Exception on node <For l.998 at 0x7fb19942ded0> in file '/usr/local/google/home/tabatkins/bikeshed/bikeshed/metadata.py'
Traceback (most recent call last):
  File "/usr/local/google/home/tabatkins/.pyenv/versions/3.10.0/lib/python3.10/site-packages/pylint/utils/ast_walker.py", line 90, in walk
    callback(astroid)
  File "/usr/local/google/home/tabatkins/.pyenv/versions/3.10.0/lib/python3.10/site-packages/pylint/checkers/refactoring/refactoring_checker.py", line 682, in visit_for
    self._check_unnecessary_list_index_lookup(node)
  File "/usr/local/google/home/tabatkins/.pyenv/versions/3.10.0/lib/python3.10/site-packages/pylint/checkers/refactoring/refactoring_checker.py", line 2118, in _check_unnecessary_list_index_lookup
    has_start_arg, confidence = self._enumerate_with_start(node)
  File "/usr/local/google/home/tabatkins/.pyenv/versions/3.10.0/lib/python3.10/site-packages/pylint/checkers/refactoring/refactoring_checker.py", line 2236, in _enumerate_with_start
    start_val, confidence = self._get_start_value(start_arg)
  File "/usr/local/google/home/tabatkins/.pyenv/versions/3.10.0/lib/python3.10/site-packages/pylint/checkers/refactoring/refactoring_checker.py", line 2260, in _get_start_value
    start_val = node.value
AttributeError: 'Attribute' object has no attribute 'value'
************* Module bikeshed.metadata
bikeshed/metadata.py:1:0: F0002: bikeshed/metadata.py: Fatal error while checking 'bikeshed/metadata.py'. Please open an issue in our bug tracker so we address this.

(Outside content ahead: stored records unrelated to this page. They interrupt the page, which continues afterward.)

PR #8243, opened 2022-03-31
flat-assembler: Update to version 1.73.30, add license URL

tech189:
Relates to Excavator issue 'URL is not valid', checkver works okay locally... https://github.com/ScoopInstaller/Extras/runs/5777899107?check_suite_focus=true#step:3:230

### DIFF
--- a/bucket/flat-assembler.json
+++ b/bucket/flat-assembler.json
@@ -1,10 +1,13 @@
 {
-    "version": "1.73.29",
+    "version": "1.73.30",
     "description": "Open source assembly language compiler",
     "homepage": "https://flatassembler.net/",
-    "license": "Unknown",
-    "url": "https://flatassembler.net/fasmw17329.zip",
-    "hash": "6995d164069dd45d45a8228440935ef38e444a35d700af7a339c67b3d5c67d23",
+    "license": {
+        "identifier": "Unknown",
+        "url": "https://github.com/tgrysztar/fasm/blob/master/LICENSE.TXT"
+    },
+    "url": "https://flatassembler.net/fasmw17330.zip",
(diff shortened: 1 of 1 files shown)


bucket/flat-assembler.json
```diff
@@ -1,10 +1,13 @@
 {
-    "version": "1.73.29",
+    "version": "1.73.30",
     "description": "Open source assembly language compiler",
     "homepage": "https://flatassembler.net/",
-    "license": "Unknown",
-    "url": "https://flatassembler.net/fasmw17329.zip",
-    "hash": "6995d164069dd45d45a8228440935ef38e444a35d700af7a339c67b3d5c67d23",
+    "license": {
+        "identifier": "Unknown",
```
issaclin32, line 6:
```suggestion
        "identifier": "Freeware",
```
I think the license is marked as **unknown** because "the author of the manifest" could not find the license document. It is actually **freeware**.

```
This program is free for commercial and non-commercial use as long as
the following conditions are adhered to.
```

tech189:
The workflow says there is a problem with the site, an SSL issue, but the logs don't say what the 'inner exception' is.

```
INFO: Hashes

OperationStopped: C:\Users\runneradmin\SCOOP\apps\scoop\current\lib\install.ps1:142
Line |
 142 |          throw $e
     |          ~~~~~~~~
     | The SSL connection could not be established, see inner exception.
```

tech189:
Tracked it down to this line - is there a way to get it to output the full exception/traceback?

https://github.com/ScoopInstaller/Scoop/blob/04b30de9dde613acec8bb0014b42f381f83e2ec9/lib/install.ps1#L142

rashil2000:
We could just check the entire error object ($_), but for that we need to be able to reproduce the error locally.

rashil2000:
Verified locally, I think we should just merge it

PR #8245, opened 2022-04-01
Update Windows Terminal to v1.12.10732

hmalphettes:
This update to Windows Terminal has a fix for the issue "Element not found" affecting a number of scoop users:
https://github.com/microsoft/terminal/issues/12305

The download URL scheme has changed.
Note that the release notes specify that the Win10 flavor of the URL will work just as well for Win11:

https://github.com/microsoft/terminal/releases/tag/v1.12.10732.0:
> If you install the Windows 10 verison on Windows 11, it will probably automatically upgrade itself to the Windows 11
version. It turns out that it is impossible to have two bundles with the same version number, so it has to be this
way.

### DIFF
--- a/bucket/windows-terminal.json
+++ b/bucket/windows-terminal.json
@@ -1,13 +1,13 @@
 {
-    "version": "1.12.10393.0",
+    "version": "1.12.10732.0",
     "description": "The new Windows Terminal, and the original Windows console host - all in the same place!",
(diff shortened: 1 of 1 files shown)


issaclin32 (approved):

hmalphettes:
Thanks a lot to the maintainers for all your care.

I double confirm that this works on Windows 10 and on Windows 11.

There is a pre-filled template that you can use in '/usr/local/google/home/tabatkins/.cache/pylint/pylint-crash-2023-03-21-14-09-20.txt'. (astroid-error)

Expected behavior

Not crash, obviously.

Pylint version

pylint 2.15.8
astroid 2.13.3
Python 3.10.0 (default, Nov 11 2021, 11:54:17) [GCC 10.3.0]

OS / Environment

Debian 12 (rodete)

Additional dependencies

No response

DanielNoord commented 1 year ago

You're on an old version of pylint. Could you see if updating resolves the issue?

nickdrozd commented 1 year ago

Same as https://github.com/PyCQA/pylint/issues/7821, fixed in 2.16.0

tabatkins commented 1 year ago

Ah yup that did it, sorry for the noise.